What comes with buying top recruits is a downside that could also make teams less competitive. Boosters will not take any blame for an expensive player that does not produce. Blame will be placed on coaches. Some players, seeing their NIL value decay will blame their lack of production on lack of opportunity or poor coaching.

Those players will damage the chemistry of teams. Programs whose scales-tipping pitch is ‘rake in the money,’ may be challenged to mold a team-first culture. Coaches having expensive rosters but no resulting championships will have diminished job security.

NIL will not take down Alabama Football and Nick Saban

Nick Saban may hate the new NIL dynamics for multiple reasons, but he is in an almost unique position to be little harmed by them.

Admittedly, many, probably most recruits will take the most immediate NIL money.
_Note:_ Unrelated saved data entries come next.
PR #1534, opened 2022-01-16
Feature #529 - added cmdlet to retrieve list item permissions

### LINKED ISSUE #529: [FEATURE] Get-PnPListItemPermissions
### Description
I need to know the list item permissions. I know that there are some items with breaked role inheritance but I found no (easy) solution to get the permissions.

### Alternative
Actually I found no solution to get unique role assignments. The following code doesn't work for me.
```
$itemsAll = Get-PnPListItem -List "Site Pages" -Fields "_UIVersionString","EffectiveBasePermissions","EffectiveBasePermissionsForUI","HasUniqueRoleAssignments"
$itemsAll | select { $_.HasUniqueRoleAssignments; }
```

There has been no result.

gautamdsheth:
## Type ##
- [ ] Bug Fix
- [x] New Feature
- [ ] Sample

## Related Issues? ##
Fixes #529 

Added `Get-PnPListItemPermissions` cmdlet to retrieve list item permissions


KoenZomers:
When I run this, I get an output such as:
image

representing these permissions:

image

Can we not make this a little more useful? The PrincipalId by itself says nothing. We would have to use Get-PnPGroup or Get-PnPUser to find out what's behind the principal. And we don't know in advance which of these two to use.

gautamdsheth:
@KoenZomers - should be more useful now.

image

KoenZomers:
@gautamdsheth I don't believe the permissions property is very useful this way. It was better how it was initially. The PrincipalName property is more useful already. I wonder though if we can make it even better by having a property or some kind of indicator making it clear that its a SharePoint Group or a user? One could check if it starts with i:0#.f, but that feels a bit flaky. Would there be an easy better way you think?

image

gautamdsheth:
You are right, have fixed it now :) 

image

KoenZomers:
Much better! Last nag from my side, do you think it would be possible to also add a flag if the permission is inherited from its parent or is unique to the item? That would also be very valuable. After that I stop nagging :)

For those who need or want the fastest infusion of cash, they should go where the most is being offered.

With the occasional exception, the Alabama Crimson Tide program will be stronger without them.

Nick Saban will not stop preaching and selling ‘The Process.’ The foundation of Nick Saban’s extraordinary achievements has been his ability to get so many strong-willed young men to not focus on outcomes – to not be distracted by external factors. Many who learned the lesson well became champions. A large number received NFL opportunities and more than a few earned big NFL contracts.

Nick Saban can still sell that pitch to enough top prospects, and especially to their parents, every season. It is not like their NIL deals after becoming Alabama players will not be competitive. As Lauri Springer wrote recently, Crimson Tide players are doing very well with NIL deals.

Most importantly, Saban only needs to convince between 15-20 recruits in every recruiting cycle.

Let the others go elsewhere for immediate payouts. Even at just 15 in each new signing class, Nick Saban would have no problem building the rest of his roster through transfers.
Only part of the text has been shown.